Location: Food Quality LaboratoryTitle: Fusarium damage assessment in wheat kernels by Vis/NIR hyperspectral imaging) Author
Submitted to: Sensing and Instrumentation for Food Quality and Safety
Publication Type: Peer Reviewed Journal
Publication Acceptance Date: 5/7/2011
Publication Date: 5/27/2011
Publication URL: http://hdl.handle.net/10113/49709
Citation: Delwiche, S.R., Kim, M.S., Dong, Y. 2011. Fusarium damage assessment in wheat kernels by Vis/NIR hyperspectral imaging. Sensing and Instrumentation for Food Quality and Safety. 5:63-71. Interpretive Summary: The most common fungal disease of pre-harvest wheat is Fusarium Head Blight. Affecting kernels during development, the disease results in wheat that is poor in milling and baking quality. The fungus also produces a mycotoxin called deoxynivalenol (DON) that is toxic to humans and livestock and consequently under regulation worldwide. Chemical assay procedures exist for DON, but these are time consuming and expensive.
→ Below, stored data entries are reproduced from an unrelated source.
PR #24, opened 2018-06-12
Le répondeur récupère et affiche la liste des amendements, puis permet d'ajouter des réponses

ronnix:
capture d ecran 2018-06-12 a 13 10 38
capture d ecran 2018-06-12 a 13 10 44
capture d ecran 2018-06-12 a 13 10 48
capture d ecran 2018-06-12 a 13 11 08
capture d ecran 2018-06-12 a 13 11 13
capture d ecran 2018-06-12 a 13 11 47


repondeur/zam_repondeur/views/reponse.py
```diff
@@ -0,0 +1,53 @@
...
+            raise HTTPNotFound
+
+    @view_config(request_method="GET")
+    def get(self) -> dict:
+        return {"amendement": self.amendement, "avis": AVIS}
+
+    @view_config(request_method="POST")
+    def post(self) -> Response:
+        self.amendement.avis = self.request.POST["avis"]
+        self.amendement.observations = self.request.POST["observations"]
```
davidbgk: Just curious, don't you need to save explicitly your modifications at some point? Magic?

ronnix: Excellent question, sir.

There is actually some kind of "magic" happening, and you can see it in these two places :

- First, in `__init__.py` ([link](https://github.com/betagouv/zam/blob/repondeur-db/repondeur/zam_repondeur/__init__.py#L15)), when initializing the app, we add [pyramid_tm](https://docs.pylonsproject.org/projects/pyramid-tm/en/latest/), which is an extension connecting the Pyramid request/response cycle with the [transaction](https://pypi.org/project/transaction/) package, which is itself a generic *transaction manager*.

- Second, in `models/base.py` ([link](https://github.com/betagouv/zam/blob/repondeur-db/repondeur/zam_repondeur/models/base.py#L6)), we also add an extension to the SQLAlchemy session factory, so the it is attached to the transaction framework.

The way it works then, is that a new transaction is started for each request, and if that request succeeds, then the transaction will be committed, and the changes will be saved to the DB ; if the request fails, though (i.e. an exception is raised), the transaction will be rolled back, and the changes will be canceled.

This is different from Django where you would do an explicit `save()`, or from the way SQLAlchemy is typically used with Flask, where you would do a explicit `db_session.commit()`.

This pattern for transaction management is indeed one of the reasons I like Pyramid a lot.

admin/fabfile.py
```diff
@@ -65,32 +66,146 @@ def bootstrap(ctx):
...
+    install_requirements(ctx, app_dir=app_dir, user=user)
+    setup_config(ctx, app_dir=app_dir, user=user, secret=secret)
+    initialize_db(ctx, app_dir=app_dir, user=user)
+    fetch_an_group_data(ctx, user=user)
+    setup_service(ctx, an_pattern_liste, an_pattern_amendement)
+
+
+@task
+def create_user(ctx, name, home_dir):
+    if ctx.sudo(f"getent passwd {name}", warn=True, hide=True).failed:
```
davidbgk: Maybe having a dedicated `bootstrap_repondeur` command would avoid most of extra checks?

aspirateur/tests/textes/test_get_dossiers_legislatifs.py
```diff
@@ -0,0 +1,96 @@
...
+
+import pytest
+
+
+HERE = Path(os.path.dirname(__file__))
+
+
+@pytest.yield_fixture
+def sample_file():
+    path = HERE / ".." / "sample_data" / "Dossiers_Legislatifs_XV.json"
```
davidbgk: `HERE.parent`?

aspirateur/tests/textes/test_get_dossiers_legislatifs.py
```diff
@@ -0,0 +1,96 @@
...
+    with open(path) as f_:
```
davidbgk: `yield path.open()` should be enough.

admin/fabfile.py
```diff
@@ -65,32 +66,146 @@ def bootstrap(ctx):
...
+@task
+def setup_config(ctx, app_dir, user, secret):
+    template_local_file(
+        "../repondeur/production.ini.template",
+        "../repondeur/production.ini",
+        {"secret": secret},
+    )
+    sudo_put(
+        ctx, "../repondeur/production.ini", f"{app_dir}/production.ini", chown=user
+    )
```
davidbgk: Then delete the local `production.ini` generated file?

repondeur/README.md
```diff
@@ -11,6 +11,30 @@ $ pipenv install
...
+Get the groups data for Assemblée nationale:
+
+```
+$ curl --silent --show-error http://data.assemblee-nationale.fr/static/openData/repository/15/amo/deputes_actifs_mandats_actifs_organes_divises/AMO40_deputes_actifs_mandats_actifs_organes_divises_XV.json.zip -o groups.zip
+$ mkdir -p data/an/groups
+$ unzip -q -o groups.zip -d data/an/groups/
+$ rm groups.zip
+```
+
+Define the folowing environment variables:
```
davidbgk: `folLowing`

repondeur/tests/test_lectures_list.py
```diff
@@ -13,23 +8,11 @@ def test_get_list_empty(app):
...
-
 def test_get_list_not_empty(app, dummy_lecture):
 
     resp = app.get("/lectures/")
 
     assert resp.status_code == 200
     assert resp.content_type == "text/html"
 
-    assert "Sénat, session 2017-2018, texte nº 63" in resp.text
+    assert "Assemblée nationale, session 15, texte nº 0269" in resp.text
```
davidbgk: Makes me wonder if we want to left strip zeros on text numbers.

repondeur/zam_repondeur/templates/lectures_add.html
```diff
@@ -12,56 +18,73 @@ <h2>Ajouter une lecture...</h2>
...
-    </table>
-    {% endif %}
+{% endblock %}
+
+
+{% block scripts %}
+<script src="{{ request.static_url('zam_repondeur:static/choices/choices.min.js') }}"></script>
+<script type="text/javascript">
+
+    var lectures_by_dossier = {{ lectures_by_dossier | tojson | safe }};
```
davidbgk: Not sure where we want to go here with ES6/semicolumn-less/etc.

repondeur/zam_repondeur/templates/reponse_edit.html
```diff
@@ -0,0 +1,120 @@
...
+        }
+    </style>
+    <script src="{{ request.static_url('zam_repondeur:static/tinymce/tinymce.min.js') }}"></script>
+    <script type="text/javascript">
+        tinymce.init({
+            selector: "textarea",
+            language: "fr_FR",
+            menubar: false,
+            plugins: "lists fullscreen",
+            toolbar: "undo redo | bold italic underline strikethrough removeformat | bullist numlist | cut copy paste | fullscreen",
```
davidbgk: I would let `bold`, `italic` and `fullscreen` only for now. And then add more options only if real blockers. When I see how current answers are full of bold I'm afraid we will have meaningless styles otherwise…

repondeur/zam_repondeur/views/lectures.py
```diff
@@ -1,94 +1,65 @@
...
-        lecture_dir = os.path.join(self.data_dir, f"{chambre}-{session}-{num_texte}")
-        if os.path.isdir(lecture_dir):
+        dossier_uid = self.request.POST["dossier"]
+        texte_uid = self.request.POST["lecture"]
+
+        dossier = self.dossiers_by_uid[dossier_uid]
+        lecture = dossier.lectures[texte_uid]
+
+        if lecture.chambre == Chambre.AN:
+            chambre = "an"
```
davidbgk: I don't get why you don't reuse directly `lecture.chambre`?

repondeur/zam_repondeur/views/lectures.py
```diff
@@ -1,94 +1,65 @@
...
+            session = "15"
```
davidbgk: Couldn't we get that from the `chambre`?

admin/fabfile.py
ronnix: I understand that we may want to split between "things we only need to do once", and "things we need to do every time we deploy" for efficiency.

But then one day, to deploy the new version of the app, you need to add some new Debian package that the app now depends on. So you add it to the `bootstrap` task. But then to deploy that new version, you cannot just run `fab deploy`. You need to do `fab bootstrap` again, or it will fail.

So every time you deploy a new version, you need to think: what steps are needed this time? Do I need to run `bootstrap` again, or would `deploy` be enough?

Or you just run both `bootstrap` and `deploy` every time, just to be sure.

I don't like to think, so I kinda like having a "single command" idempotent deploy, to keep it simple and minimize errors, even if it's somewhat less efficient.

aspirateur/tests/textes/test_get_dossiers_legislatifs.py
ronnix: Fixed in f1cd03424abf0cd13f2f0434abdb09f38c24bb30

aspirateur/tests/textes/test_get_dossiers_legislatifs.py
ronnix: I wanted to make sure the file was properly closed after use by using a context manager here, but I'm just mocking the opening of the file here, and it will be closed in the `get_dossiers_legislatifs` function, so you're right we can make it simpler, and just a `return path.open()` will even do.

Fixed in 09c6821bc2fba4991a3cdfa79b81b41223aa7c32

admin/fabfile.py
ronnix: Good idea! I turned `template_local_file` into a context manager that will automatically remove the generated file after use → c7052df9609a613b43f73977a57f5a89c02a405b

repondeur/README.md
ronnix: Fixed in 9d5c65d8442b943a3c09d432d52a6645a99ac6f2

repondeur/tests/test_lectures_list.py
ronnix: I think those pseudo-titles will go away soon, and we'll just use the real title from the *projet de loi* instead.

repondeur/zam_repondeur/templates/lectures_add.html
ronnix: I'm not sure what the best practices are today. Do all important browsers support ES6 now?

(I think I do like semicolons though, must be all the time I spent writing C and C++?)

repondeur/zam_repondeur/templates/reponse_edit.html
ronnix: I'm removing `underline` and `strikethrough` → 4e250dd9d0dd661dfe37ae08e2fac5028b28fe6f

OK to keep the `bullist` and `numlist`?

repondeur/zam_repondeur/views/lectures.py
ronnix: You're right. Changed in 034a583d9e03f9a0bb22bc289a85edc3cf5cbba6.

repondeur/zam_repondeur/views/lectures.py
ronnix: Not sure what you have in mind here.

repondeur/tests/test_lectures_list.py
ronnix: I did some clean up anyway, and made sure all the texte and amendement numbers are integers now → 88f3bda044f6340a2262764e7de716f896ee374f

As an alternative, a nonchemical system was developed that can rapidly evaluate kernels for evidence of mold damage. It is based on a combination of near-infrared spectroscopy and digital imaging. When applied to a limited set of hard wheat, this system successfully identified Fusarium-damaged kernels at accuracies exceeding 95 percent. The technology has immediate application to quality grading in inspection operations and, with scale up, application to commercial storage and milling operations.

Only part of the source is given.